As shown in (B), the three-dimensional position vector r, the parameter Lc, and the manipulator mechanism, which are the values at each point on the work trajectory in the work target surface 1a with the three-dimensional position / orientation of the five axes of the non-contact distance sensor. The joint displacement (angle or arm length) vector H of the manipulator mechanism 2 is obtained by the inverse kinematics calculation f ⁻¹ from the specifications (constant) L of 2 and these are output to the manipulator controller 3. To be done.

Therefore, the manipulator controller 3 controls the manipulator mechanism 2 based on each joint displacement (angle or arm length) vector H of the manipulator mechanism 2, and as a result, the end effector 9 causes the work trajectory. Work along. Thus, the intelligent robot according to the above embodiment performs the intended work.

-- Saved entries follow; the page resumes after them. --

PR #157, opened 2026-09-08
feat(input-modes): Add dynamic configuration and typed authored values

danielkratz:
Integrate the dynamic input-mode prototype into process configuration and
establish an explicit authored/effective value boundary throughout the system.

## Changes

- Support Literal, Variable, No-Code and Low-Code modes for suitable
  backend-defined node configuration fields through explicit policies.
- Introduce typed authored-value wrappers while keeping effective values plain.
- Centralize mode resolution, dynamic-text interpolation and runtime validation,
  including nested replicating containers.
- Provide variable suggestions across all four sources and support custom paths.
  Suggestions explicitly do not guarantee runtime availability.
- Integrate dynamic text into Text and RichText fields, including syntax
  highlighting and cursor-based variable insertion.
- Reuse existing expression/script editors, preserve inactive mode drafts locally
  and add a side-by-side comparison in the Test Lab.
- Adapt forms, task views, uploads, PDFs, data objects, exports and configuration
  queries to the wrapper contract.
- Fix Monaco type hints, React Flow keyboard conflicts and No-Code editor layout.
- Clarify Low-Code data replacement, provide a data-preserving starter script
  and reduce the default inline editor height.
- Align icons, add project guidance and correct the security.txt expiration.
- Remove confetti animation from form submission. 

## Breaking Change

Authored values now use typed envelopes, including literal values and nested
authored rows. Raw authored values are no longer accepted by the API.

Apply migration `V30_0_0__authored_input_values.sql` and deploy the matching
frontend and backend together. The migration converts existing process-node,
payment-provider and storage-provider configurations.

Dynamic modes remain limited to explicitly enabled node configuration fields;
modeled forms cannot expose this capability.


backend/src/main/java/de/aivot/prosuna/backend/dataObject/services/DataObjectItemService.java
```diff
@@ -200,9 +200,7 @@ public DataObjectItemEntity performUpdate(@Nonnull DataObjectItemEntityId id,
     @Nonnull
     private Map<String, Object> deriveDataObjectItemData(@Nonnull DataObjectItemEntity entity,
                                                          @Nonnull DataObjectSchemaEntity schema) throws ResponseException {
-        var entityElementData = JsonMapperFactory
-                .getInstance()
-                .convertValue(entity.getData(), AuthoredElementValues.class);
+        var entityElementData = AuthoredElementValues.fromLiteralValues(entity.getData());
```
mobaetzel, line 203: The Method `AuthoredElementValues#fromLiteralValues(Map<String, ?>)` states, that for the replicating container layout another method should be used to transform the data. DataObjects may hold replicating container values; therefore, the conversion needs to be changed here.


Additionally, I've tested the data object item creation with a replicating container layout field and the first layer of the entity data is present as a Map of `String -> Object` but the child values of the replicating container items are in the form of `LiteralAuthoredInputValue`. The data arrives in the controller in this state where it is partially in the expected format of `Key -> Value` and partially in the target format of `AuthoredInputValue`. This contains a portion of ambiguity where a part of the data is in the correct format and is converted and another part is already in the right format. We should change this to either transform all data or transform none. For the sake of backend authority over formats, we should validate and transform the data on arrival and expect it to arrive as `String -> Object` because it makes working with this type of "Data Storing Objects" much easier. Additionally, we would solve all problems with Non-Literal AuthoredInputValues because we would need to verify that only literal authored input values are accepted by the endpoint and dismiss all other types of authored input values.


The conversion from `String -> Object` happens in the `DataObjectItemRequestDTO`.

backend/src/main/java/de/aivot/prosuna/backend/elements/services/InputVariableResolver.java
```diff
@@ -0,0 +1,110 @@
...
+    }
+
+    @Nonnull
+    public Resolution resolve(@Nonnull InputVariableReference reference,
+                              @Nonnull ProcessExecutionData processExecutionData) {
+        validate(reference);
+
+        Object root = switch (reference.source()) {
+            case ProcessData -> processExecutionData.get(ProcessExecutionData.PROCESS_DATA_KEY);
+            case ProtectedProcessData -> processExecutionData.get(ProcessExecutionData.PROCESS_METADATA_KEY);
```
mobaetzel, line 47: Currently, the Identity-Objects in the Identities field of the protected process data are stored as `IdentityData`-Objects. This prevents the resolving of nested data when triggering the resolve from Java. Fix this by converting the children of the `IdentityDataMap` in the `ProcessDataService` during the `ProcessDataService#getInstanceData` from `IdentityData` to `Map<String, Object>`.

app/src/components/rich-text-input-component/rich-text-input-component.tsx
```diff
@@ -168,6 +238,38 @@ export function RichTextInputComponent(props: RichTextInputComponentProps) {
...
+            if (savedSelection == null) {
+                editorRef.current?.focus(() => editorRef.current?.insertMarkdown(markdown), {preventScroll: true});
+                return;
+            }
+
+            savedSelection.editor.setEditorState(savedSelection.editorState);
+            savedSelection.editor.focus(() => editorRef.current?.insertMarkdown(markdown));
+        },
+        insertVariableReference: (reference) => {
+            const placeholder = `{{ ${reference} }}`;
```
mobaetzel, line 258: We have a problem with the styling of our destination keys. They are in the format of `$.personen.0.name` but if we insert them into template tags (`{{ ... }}` or `{% ... %}`, they will be evaluated as JavaScript which is not valid JS. Either we change the syntax for destination keys or transform them before inserting them.

mobaetzel (changes requested):

backend/src/main/java/de/aivot/prosuna/backend/elements/models/elements/BaseInputElement.java
```diff
@@ -26,6 +28,12 @@ public abstract class BaseInputElement<T> extends BaseFormElement implements Inp
     @Nullable
     private String destinationKey;
 
+    @Nullable
+    private InputModePolicy inputModePolicy;
+
+    @Nullable
+    private DynamicTextPolicy dynamicTextPolicy;
```
mobaetzel, line 35: Why is the dynamicTextPolicy an attribute for all input elements when only the text input element and the rich text input element make use of it (as per ElementPOJOMapper Line 417)? Maybe I've missed some other places where this is used.

backend/src/main/java/de/aivot/prosuna/backend/elements/models/AuthoredElementValues.java
```diff
@@ -8,14 +11,78 @@
...
  */
-public class AuthoredElementValues extends HashMap<String, Object> implements Cloneable {
+public class AuthoredElementValues extends HashMap<String, AuthoredInputValue> implements Cloneable {
+    public static final String LITERAL_VALUE_PROPERTY = "value";
+
+    /**
+     * Wraps one map level. Replicating-container rows require the element-tree-aware conversion in
+     * {@code AuthoredInputValueService} when their nested values are effective values.
+     */
+    public static AuthoredElementValues fromLiteralValues(Map<String, ?> values) {
```
mobaetzel, line 28: Why does this method exist, if it is incompatible with all element values based on an element structure with replicating container layouts?

backend/src/main/java/de/aivot/prosuna/backend/elements/models/AuthoredElementValues.java
```diff
@@ -8,14 +11,78 @@
...
+
+    public Object getLiteral(String key) {
+        var value = get(key);
+        return value instanceof LiteralAuthoredInputValue literal ? literal.value() : null;
+    }
+
+    /**
+     * Unwraps one map level and rejects dynamic values. Nested authored rows intentionally remain structured.
+     */
+    public Map<String, Object> toLiteralValues() {
```
mobaetzel, line 75: Why does this exist if it is not recursive and does not unwrap the child values of replicating container layouts?

backend/src/main/java/de/aivot/prosuna/backend/elements/models/AuthoredElementValues.java
```diff
@@ -25,7 +92,15 @@ public AuthoredElementValues clone() {
         return clone;
     }
 
-    private static Object cloneValue(Object value) {
+    private static AuthoredInputValue cloneValue(AuthoredInputValue value) {
```
mobaetzel, line 95: Why does this method only clone literal values? Other types will not produce valid clones. Additionally, there is now `MapUtils#deepCopyValue` which should be used, if it is equivalent.

backend/src/main/java/de/aivot/prosuna/backend/elements/services/AuthoredInputValueService.java
```diff
@@ -0,0 +1,171 @@
...
+        var value = getLiteral(values, key);
+        return value == null ? null : jsonMapper.convertValue(value, type);
+    }
+
+    public void putLiteral(@Nonnull AuthoredElementValues values, @Nonnull String key, @Nullable Object value) {
+        values.put(key, literal(value));
+    }
+
+    @Nonnull
+    public AuthoredElementValues toLiteralAuthoredElementValues(@Nullable Object value) {
```
mobaetzel, line 59: This method does not resolve recursive authored element values correctly because it only puts the literals in the result. It is only called inside this service and should be private to prevent it from being unknowingly called in the wrong context.

backend/src/main/java/de/aivot/prosuna/backend/elements/services/AuthoredInputValueService.java
```diff
@@ -0,0 +1,171 @@
...
+@Service
+public class AuthoredInputValueService {
+    private final JsonMapper jsonMapper;
+
+    public AuthoredInputValueService(JsonMapper jsonMapper) {
+        this.jsonMapper = jsonMapper;
+    }
+
+    @Nonnull
+    public LiteralAuthoredInputValue literal(@Nullable Object value) {
```
mobaetzel, line 34: Why is this method public? it seems just like an internal helper.

backend/src/main/java/de/aivot/prosuna/backend/elements/services/AuthoredInputValueService.java
```diff
@@ -0,0 +1,171 @@
...
+        return new LiteralAuthoredInputValue(value);
+    }
+
+    @Nullable
+    public Object getLiteral(@Nonnull AuthoredElementValues values, @Nonnull String key) {
```
mobaetzel, line 39: Why is this method public? it seems just like an internal helper.

backend/src/main/java/de/aivot/prosuna/backend/elements/services/AuthoredInputValueService.java
```diff
@@ -0,0 +1,171 @@
...
+        return value instanceof LiteralAuthoredInputValue literal ? literal.value() : null;
+    }
+
+    @Nullable
+    public <T> T getLiteral(@Nonnull AuthoredElementValues values, @Nonnull String key, @Nonnull Class<T> type) {
+        var value = getLiteral(values, key);
+        return value == null ? null : jsonMapper.convertValue(value, type);
+    }
+
+    public void putLiteral(@Nonnull AuthoredElementValues values, @Nonnull String key, @Nullable Object value) {
```
mobaetzel, line 54: Why is this method public? it seems just like an internal helper.

backend/src/main/java/de/aivot/prosuna/backend/elements/services/AuthoredInputValueService.java
```diff
@@ -0,0 +1,171 @@
...
+        return unwrapLiteral(values.get(key));
+    }
+
+    @Nullable
+    public Object unwrapLiteral(@Nullable AuthoredInputValue value) {
+        return value instanceof LiteralAuthoredInputValue literal ? literal.value() : null;
+    }
+
+    @Nullable
+    public <T> T getLiteral(@Nonnull AuthoredElementValues values, @Nonnull String key, @Nonnull Class<T> type) {
```
mobaetzel, line 49: This method seems unused inside the project. Maybe a case of YAGNI :)

backend/src/main/java/de/aivot/prosuna/backend/elements/services/AuthoredInputValueService.java
```diff
@@ -0,0 +1,171 @@
...
+        }
+        return authoredRows;
+    }
+
+    @Nonnull
+    public Map<?, ?> toMap(@Nonnull Object value) {
+        return value instanceof Map<?, ?> map ? map : jsonMapper.convertValue(value, Map.class);
+    }
+
+    public void mapLiteral(
```
mobaetzel, line 161: The sole purpose of this method is being a helper for a single test case. this might not be ideal and should be removed.

backend/src/main/java/de/aivot/prosuna/backend/elements/services/AuthoredInputValueService.java
```diff
@@ -0,0 +1,171 @@
...
+
+            authoredRows.add(new ReplicatingContainerLayoutElementValue()
+                    .setId(row.get("id") instanceof String id ? id : null)
+                    .setValues(rowValues));
+        }
+        return authoredRows;
+    }
+
+    @Nonnull
+    public Map<?, ?> toMap(@Nonnull Object value) {
```
mobaetzel, line 157: Why is this method public? it seems just like an internal helper.

backend/src/main/java/de/aivot/prosuna/backend/process/models/ProcessNodeDefinition.java
```diff
@@ -161,21 +172,44 @@ default AuthoredElementValues prefillConfigurationOnImport(@Nonnull AuthoredElem
     }
 
     /**
-     * Validates the configuration of a process definition node entity. This used to check if the configuration of a node is valid before saving it or publishing the parent
-     * process. When errors are returned, the flag {@link ProcessNodeEntity#setSavedWithErrors(Boolean)} is set. Nodes can be saved with errors but a process cannot be published
-     * when at least one node does not validate correctly.
+     * Legacy authoring validation hook. It remains the default for providers whose configuration contains only
```
mobaetzel, line 175: if this is legacy, we should remove it.

backend/src/main/java/de/aivot/prosuna/backend/elements/models/AuthoredElementValues.java
```diff
@@ -8,14 +11,78 @@
...
+                Objects.requireNonNull(value, "An authored element value must use an input-mode envelope.")
+        );
+    }
+
+    @Override
+    public void putAll(Map<? extends String, ? extends AuthoredInputValue> values) {
+        values.forEach(this::put);
+    }
+
+    public Object getLiteral(String key) {
```
mobaetzel, line 67: Maybe we can modify this to return an Optional to make empty checks easier?

mobaetzel (changes requested):

app/src/models/input-mode.ts
```diff
@@ -0,0 +1,66 @@
+import {type NoCodeOperand} from './functions/no-code-expression';
+import {type ProcessNodeEntity} from '../modules/process/entities/process-node-entity';
+
+export type InputMode = 'Literal' | 'Variable' | 'NoCode' | 'LowCode';
+export type InputVariableSource = 'ProcessData' | 'ElementData' | 'ElementMetadata' | 'ProtectedProcessData';
```
mobaetzel, line 5: Why aren't these enums?

app/src/components/input-mode-field/input-mode-field.tsx
```diff
@@ -0,0 +1,785 @@
...
+    fieldProps: InputModeLiteralFieldProps;
+}
+
+export interface InputModeFieldProps<T> extends Omit<FormFieldLayoutProps, 'labelAction'> {
+    label: string;
+    hint?: string;
+    error?: string;
+    required?: boolean;
+    disabled?: boolean;
+    readOnly?: boolean;
```
mobaetzel, line 84: If we now support `readOnly` for input fields, maybe we can extend the `BaseInputElement` model with the new `readOnly` property to allow for a wider variety of configs?

app/src/components/code-editor/configure-monaco.ts
```diff
@@ -0,0 +1,28 @@
...
+
+// Use Monaco from the application bundle and let Vite emit each language service as a worker.
+self.MonacoEnvironment = {
+    getWorker(_, label) {
+        if (label === 'json') {
+            return new jsonWorker();
+        }
+        if (label === 'css' || label === 'scss' || label === 'less') {
+            return new cssWorker();
+        }
```
mobaetzel, line 17: This is not a real use case in Prosuna. We should remove this worker.

app/src/pages/staff-pages/settings/components/application-settings/application-settings.tsx
```diff
@@ -705,11 +707,11 @@ export function ApplicationSettings() {
                         currentGroup != null &&
                         <ElementDerivationContext
                             element={currentGroup}
-                            authoredElementValues={config}
+                            authoredElementValues={authoredConfig}
                             disabled={inputsDisabled}
                             onAuthoredElementValuesChange={(updated) => {
                                 console.log(updated);
```
mobaetzel, line 713: Unnecessary `console.log` here

app/src/modules/elements/components/element-derivation-context.tsx
```diff
@@ -469,13 +477,14 @@ function patchComputedElementStatesWithAuthoredValues(
...
+        const optimisticEffectiveValue = authoredValue?.type === 'Literal' ? authoredValue.value : null;
+        effectiveValues[currentElement.id] = optimisticEffectiveValue;
 
         if (isReplicatingContainerLayout(currentElement)) {
             nextElementStates[currentElement.id] = {
                 ...nextElementStates[currentElement.id],
-                subStates: Array.isArray(authoredValue) ?
-                    authoredValue.map((row, index) => {
+                subStates: Array.isArray(optimisticEffectiveValue) ?
+                    optimisticEffectiveValue.map((row, index) => {
```
mobaetzel, line 487: This replicating container layout value processing expects the items of the replicating container layout to be unpacked and not `AuthoredInputValue`.

app/src/modules/elements/components/element-derivation-context.tsx
```diff
@@ -469,13 +477,14 @@ function patchComputedElementStatesWithAuthoredValues(
                 valueSource: ComputedElementValueSource.Authored,
             },
         };
-        effectiveValues[currentElement.id] = authoredValue;
+        const optimisticEffectiveValue = authoredValue?.type === 'Literal' ? authoredValue.value : null;
+        effectiveValues[currentElement.id] = optimisticEffectiveValue;
```
mobaetzel, line 481: This seems as computed effective values (produced by `authoredValue.type != 'Literal'` eg a no code computed effective value) to always be dropped for null. Is this correct?

mobaetzel (dismissed):

backend/src/main/java/de/aivot/prosuna/backend/dataObject/services/DataObjectItemService.java
danielkratz: You're right: I was only unwrapping and rewrapping the outer level, leaving the repeated rows in a different format. I've followed your suggestion and changed the request to plain `String -> Object` data. The backend now uses the schema-aware conversion for all levels before derivation and validation.

I've also changed the response to plain values so that reading and writing data objects use the same contract. Authored wrappers now stay inside the editor draft and the backend derivation. Incoming objects are treated as data, never as executable input-mode instructions.

I've added tests for nested containers, row IDs, create/update round trips, validation failures, and editor save/reset behavior. The focused tests, typecheck, and both frontend builds pass.

Commit: `e4f775dec`

backend/src/main/java/de/aivot/prosuna/backend/elements/services/InputVariableResolver.java
danielkratz: I've followed your suggestion and converted the identity records to plain maps in `ProcessDataService#getInstanceData`, using the injected JSON mapper. The shared execution snapshot now lets the Java resolver traverse nested identity attributes, while the persisted `IdentityDataMap` stays unchanged.

I've added a regression test for nested attributes, UUID normalization, and the distinction between missing values and explicit nulls. All 14 focused backend tests pass.

Commit: `03cc8afad`

app/src/components/rich-text-input-component/rich-text-input-component.tsx
danielkratz: I’d like to clarify which direction you’d prefer here. Since we also use destination keys in variable bindings, No-Code, write targets, and form mappings, I see two options:

- Keep `personen.0.name` as the destination-key notation and convert it to `$.personen[0].name` when inserting a reference into JavaScript, including template expressions such as `{{ $.personen[0].name }}`.
- Use `personen[0].name` consistently for concrete paths in configuration fields as well. The same path could then be used as `$.personen[0].name` in Low-Code and `{{ $.personen[0].name }}` in templates. This would mean updating the path readers, writers, validation, and existing configuration paths together.

I’m leaning toward the second option so users don’t have to switch between `.0.` and `[0]` depending on where they use a reference. Wildcard paths would still need an explicit distinction: for example, `personen[*].name` could represent a path pattern in mappings, but it would not be a valid JavaScript property access.

Would you prefer that broader alignment, or would you keep the current destination-key notation and convert references at the JavaScript insertion boundary?

backend/src/main/java/de/aivot/prosuna/backend/elements/models/elements/BaseInputElement.java
danielkratz: You haven’t missed another use case: dynamic text is only intended for Text and RichTextInput. I originally put the policy on BaseInputElement to simplify the shared mapper and derivation code, but I agree that this exposed it too broadly.

I’ve moved the policy to the two supported element types and introduced a small `DynamicTextElement` interface for shared handling. I’ve also aligned the frontend models. Overrides still use the policy from the original definition and cannot enable interpolation themselves. The JSON structure of supported fields remains unchanged.

I’ve added regression tests for serialization, equality, unsupported inputs, overrides, and frontend rendering.

Commit: `5b04d5c76`

backend/src/main/java/de/aivot/prosuna/backend/elements/models/AuthoredElementValues.java
danielkratz: I agree that this was too easy to use as a general conversion method. Its remaining production caller was the Approval draft fallback, whose modeled task view can also contain repeated rows.

I’ve switched that fallback to the existing schema-aware conversion and removed `fromLiteralValues`. The fallback remains supported; the regression test covers nested rows, row IDs, explicit nulls, and ordinary business objects that must not receive additional envelopes. All 19 focused tests pass.

Commit: `4d561e871`

backend/src/main/java/de/aivot/prosuna/backend/elements/models/AuthoredElementValues.java
danielkratz: You’re right: unwrapping only the outer level does not produce a complete effective-value structure. This method was only used by tests, so I’ve removed it along with the authored-to-runtime test shortcut.

The affected tests now construct the expected effective fields explicitly. The controller tests receive effective results separately from normalized authored inputs, and the mapping tests build distinct authored and effective container rows with matching IDs. This avoids keeping an incomplete conversion API in production code. All 152 selected backend tests pass.

Commit: `3e20d5073`

backend/src/main/java/de/aivot/prosuna/backend/elements/models/AuthoredElementValues.java
danielkratz: I agree that the clone was incomplete: No-Code operands and typed replicating-container rows still shared mutable state with the original. I've fixed that in `2e6a5f1ff` and added tests that modify the copy and check that the original stays unchanged.

I've also reused `MapUtils.deepCopyValue` through a small type-specific copy hook. It wasn't equivalent on its own: it left operands and typed rows untouched and turned nested `AuthoredElementValues` into ordinary maps. The hook keeps the domain handling outside `MapUtils` while sharing its collection and array traversal.

Variable and Low-Code records remain shared intentionally because their contents are immutable. For No-Code, the copy preserves raw draft fields rather than normalizing them through getters or JSON. The focused backend checks passed (122 tests).

backend/src/main/java/de/aivot/prosuna/backend/elements/models/AuthoredElementValues.java
danielkratz: I've revisited the fallback I mentioned above and removed it in `7e5daaac6`. The current Approval flow already uses the shared autosave contract under `staffTaskViewData`; the fallback only supported the old top-level runtime-data format, which we don't need to retain.

Approval now uses the inherited reader directly. I've replaced the legacy-format test with a regression test showing that unrelated runtime data does not override the initial form values. The existing canonical saved-draft test remains, and all 19 focused tests pass.

backend/src/main/java/de/aivot/prosuna/backend/elements/services/AuthoredInputValueService.java
danielkratz: I agree: this only wraps one level and shouldn't be callable as a complete conversion. I've made it private and renamed it `wrapLiteralLevel`, with a comment explaining that container children must be normalized using the element tree. The test now uses the public schema-aware conversion instead. Commit: `3701a0826`.

backend/src/main/java/de/aivot/prosuna/backend/elements/services/AuthoredInputValueService.java
danielkratz: You're right, `toMap` is only an internal helper. I've made it private; none of the production callers need direct access to it. The schema-aware conversion remains public, and all 91 focused tests pass. Commit: `3701a0826`.

backend/src/main/java/de/aivot/prosuna/backend/elements/services/AuthoredInputValueService.java
danielkratz: You're right that this doesn't need a public service method. I've removed `literal` altogether: its only production use was through another redundant helper, and wrapping now uses the existing `AuthoredElementValues.putLiteral` method. Commit: `aa1d8e06e`.

backend/src/main/java/de/aivot/prosuna/backend/elements/services/AuthoredInputValueService.java
danielkratz: I've checked the callers and agree that this service-level `getLiteral` isn't needed. I've removed it rather than retaining another private wrapper. The value model already supports key-based literal access; `unwrapLiteral` remains because derivation uses it to inspect individual envelopes. Commit: `aa1d8e06e`.

backend/src/main/java/de/aivot/prosuna/backend/elements/services/AuthoredInputValueService.java
danielkratz: I agree. I've removed the service helper and changed the internal conversion to use `AuthoredElementValues.putLiteral` directly. This avoids maintaining two methods for the same operation. Commit: `aa1d8e06e`.

backend/src/main/java/de/aivot/prosuna/backend/elements/services/AuthoredInputValueService.java
danielkratz: Agreed, this was speculative convenience with no caller. I've removed the typed `getLiteral` overload without adding a replacement. Commit: `aa1d8e06e`.

backend/src/main/java/de/aivot/prosuna/backend/elements/services/AuthoredInputValueService.java
danielkratz: You're right: keeping `mapLiteral` just for that test wasn't justified. I've removed it and replaced the helper-oriented test with coverage of the supported `unwrapLiteral` operation, including null and dynamic values. All 100 tests in the final focused run pass. Commit: `aa1d8e06e`.

backend/src/main/java/de/aivot/prosuna/backend/process/models/ProcessNodeDefinition.java
danielkratz: I agree that we don't need to retain the legacy hook. I've migrated the remaining implementations and tests to the context-based method and removed the old overloads in `5f5b76f3b`.

Form and webhook validation remain explicitly authoring-only, while the existing runtime checks for dynamic AI and storage configurations are preserved. I've also removed forwarding helpers and empty overrides, retained the relevant TODOs, and documented the phase responsibilities. All 99 selected backend tests pass, including checks that runtime form and webhook validation doesn't query definition uniqueness.

backend/src/main/java/de/aivot/prosuna/backend/elements/models/AuthoredElementValues.java
danielkratz: I've checked the callers, and I'd prefer to keep the nullable payload here. Most pass it to nullable formatters or inspect its runtime type, so an `Optional<Object>` would mostly be immediately unwrapped again.

It would also keep the existing ambiguity between a missing entry, a null literal, and a non-literal mode; callers needing that distinction must inspect the envelope. I don't see enough benefit in the current usages to justify changing the return type, so I've left `getLiteral` unchanged.

app/src/components/input-mode-field/input-mode-field.tsx
danielkratz: I agree that read-only elements would be useful. The current `readOnly` property controls the input-mode UI, but it is not yet a complete element-level contract.

I'd take this up in our existing element harmonization task (Element-Harmonisierung), so I can align the backend/frontend models, editor and views together. In particular, I'd like to define how read-only differs from disabled for focus, inspecting/copying values and value derivation, where disabled already affects whether authored or calculated values take precedence. That seems a better fit than exposing a flag here that only some controls fully support.

app/src/components/code-editor/configure-monaco.ts
danielkratz: I see your point about not shipping a worker without a real use case. CSS is currently offered as a language in the CodeInput element editor, though, and `CodeInputView` passes that selection through to Monaco. Removing the worker would therefore reduce the editor support for an option that is already available.

I'd also been thinking ahead to a template editor that could edit or inject CSS. That part may well be my newly learned YAGNI lesson arriving right on cue.

Given the existing CSS language option and that planned direction, would you still like me to remove the CSS worker? If so, should I also remove CSS from the language options, or deliberately keep it with reduced editor support?

app/src/models/input-mode.ts
danielkratz: You're right, there wasn't a reason to keep these as string unions. I've changed both `InputMode` and `InputVariableSource` to string enums and updated their usages in the wrappers, policies, controls and tests in 6d18f5800. The JSON identifiers stay unchanged; I've added contract tests for that as well.

app/src/pages/staff-pages/settings/components/application-settings/application-settings.tsx
danielkratz: I've removed this log and the adjacent tab-change log in c8062bb9c. Neither was needed for the settings workflow.

app/src/modules/elements/components/element-derivation-context.tsx
danielkratz: I've corrected the nested conversion in c73a1aba0. The outer Literal was already unwrapped, but each row's `values` could still contain authored envelopes, which were copied into the optimistic effective data.

I now project the child values recursively using the element schema. Previous effective values and states are matched by row ID, so reordering or deleting rows doesn't move derived or identity values to another row. Ordinary object payloads remain untouched. I've added coverage for nested containers, row changes, protected child values and input immutability.

The separate question about clearing dynamic results is still open; I haven't changed that policy in this fix.

app/src/modules/elements/components/element-derivation-context.tsx
danielkratz: You're right: this cleared the effective result of every editable dynamic field, even when only an unrelated field changed. Another derivation was not guaranteed either, since the change handler only looked at referencedIds.

I've corrected this in 9866b237f. I now keep existing results and states for unchanged definitions, invalidate an edited expression, and trigger backend derivation even without referencedIds. Nested definitions are compared by row ID, so reordering doesn't invalidate the wrong result. Switching back to Literal also triggers derivation.

The backend still deliberately defers runtime evaluation in authoring contexts, so a null result there remains valid. I've covered all three dynamic modes, unchanged dynamic containers, reordered rows, mode switches, and null/false/zero responses with tests.

app/src/components/rich-text-input-component/rich-text-input-component.tsx
mobaetzel: I'm completely on the same page. Standardizing on $.personen[0].name for both destination key bindings and low-code references will significantly reduce cognitive load for users. While this requires refactoring our existing services to handle reading, writing, and payload building with these keys, it's a necessary trade-off for the improved user experience.

app/src/components/code-editor/configure-monaco.ts
mobaetzel: You've put a lot of care into the app's styling and colors. If we're definitely planning to let users customize these in the future, we should retain this configuration. I agree with keeping it.

app/src/components/rich-text-input-component/rich-text-input-component.tsx
danielkratz: I have implemented the broader alignment we agreed on. A destination key such as `personen[0].name` now uses the same notation as `$.personen[0].name` in Low-Code and `{{ $.personen[0].name }}` in templates, without an insertion-time conversion.

I updated the shared readers/writers, payload transformation, variable and No-Code validation, mapping and data-type-validation nodes, replication metadata, dependency lookup, and frontend path editors. `personen[*].name` remains a mapping pattern with contextual indices, not an executable JavaScript reference. The old dotted numeric/wildcard notation is rejected rather than retained as a fallback.

I also checked the SQL examples and migrations and found no old array paths there to rewrite. The changed test fixtures now use bracket notation, with explicit rejection tests for the old syntax and a write-to-template integration test.

Committed as `4aeb07e30` and `73eb0bd77`. Verification: 1,238 backend tests, 754 frontend tests, typecheck, and both staff/customer builds passed.

jp-schroeder (approved):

Of the three-dimensional position vector r, the posture data is usually given a condition that it is the normal direction to the work surface 1a, but the work surface 1a is approximated by an appropriate analysis curved surface, If it can be identified, it is easy to find this normal direction.

[0023]

As described above in detail with the embodiments, according to the present invention, even if the relative positional relationship between the intelligent robot and the work object is not constant and varies depending on the situation, the work can be performed. The trajectory can be automatically planned, and the desired work can be easily performed.

Further, the intelligent robot according to the present invention can be realized by adding a slight improvement to the industrial robot according to the prior art. In addition, since the distance sensor is used, there is no risk that the intelligent robot will contact the work object and be damaged when the work surface is identified. Therefore, the safety is improved and the work surface is identified. Can be quick and easy.

[Brief description of drawings]

FIG. 1 is a diagram showing a configuration of an intelligent robot according to an embodiment of the present invention.

FIG. 2 is a diagram showing an installation example of a non-contact distance sensor 5.

FIG. 3 is a diagram showing a configuration of an industrial robot according to a conventional technique.

[Explanation of symbols]

 2 Manipulator mechanism 3 Manipulator controller 5 Non-contact distance sensor 6 Kinematics calculator 7 Function input calculator

Claims (1)

[Claims] 1. A manipulator mechanism, a manipulator controller for controlling the manipulator mechanism, a distance sensor provided at a tip end portion of the manipulator mechanism, for measuring a distance from the tip end portion to a point on a work target surface, Kinematics calculation is performed from the measured value of the distance sensor, the specifications of the manipulator mechanism, the measured values of the angles of the joints and the arm length of the manipulator mechanism, and the work surface when viewed from the robot coordinates. A kinematics calculator that determines the three-dimensional position vector of the upper point, and the work target surface is identified from the three-dimensional position vector of the point on the work target surface that is calculated by the kinematics calculator, and a work trajectory is planned. At the same time, inverse kinematics calculation is performed based on this, and the angle and arm of each joint of the manipulator mechanism corresponding to the work trajectory is The seek length, intelligent robot and having an articulation input calculator for outputting them to the manipulator controller.